PR #4604, opened 2022-05-09
`HeteroData.is_undirected()`

rusty1s:


torch_geometric/data/hetero_data.py
```diff
@@ -554,4 +517,53 @@ def _consistent_size(stores: List[BaseStorage]) -> List[str]:
...
+
+        num_edges = store.num_edges
+        edge_slices[edge_type] = (cumsum, cumsum + num_edges)
+        cumsum += num_edges
+
+    edge_index = None
+    if len(edge_indices) == 1:  # Memory-efficient `torch.cat`:
+        edge_index = edge_indices[0]
+    elif len(edge_indices) > 0:
+        edge_index = torch.cat(edge_indices, dim=-1)
```
Padarn, line 567: [naive question] would it be better to cat incrementally in the loop which determines the edge_slices?

Padarn (approved):

Padarn:
Out of scope - but do you think we should somehow cache the result of 'is undirected'? I'm wondering if anyone uses it for example in a forward pass of a model, in which case it'll be a very expensive operation to repeat many time.

rusty1s:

▶ _Your task_:
Set the data down again in full. Keep it exact.

▶ _Exercise result_:
PR #4604, opened 2022-05-09
`HeteroData.is_undirected()`

rusty1s:


torch_geometric/data/hetero_data.py
```diff
@@ -554,4 +517,53 @@ def _consistent_size(stores: List[BaseStorage]) -> List[str]:
...
+
+        num_edges = store.num_edges
+        edge_slices[edge_type] = (cumsum, cumsum + num_edges)
+        cumsum += num_edges
+
+    edge_index = None
+    if len(edge_indices) == 1:  # Memory-efficient `torch.cat`:
+        edge_index = edge_indices[0]
+    elif len(edge_indices) > 0:
+        edge_index = torch.cat(edge_indices, dim=-1)
```
Padarn, line 567: [naive question] would it be better to cat incrementally in the loop which determines the edge_slices?

Padarn (approved):

Padarn:
Out of scope - but do you think we should somehow cache the result of 'is undirected'? I'm wondering if anyone uses it for example in a forward pass of a model, in which case it'll be a very expensive operation to repeat many time.

rusty1s:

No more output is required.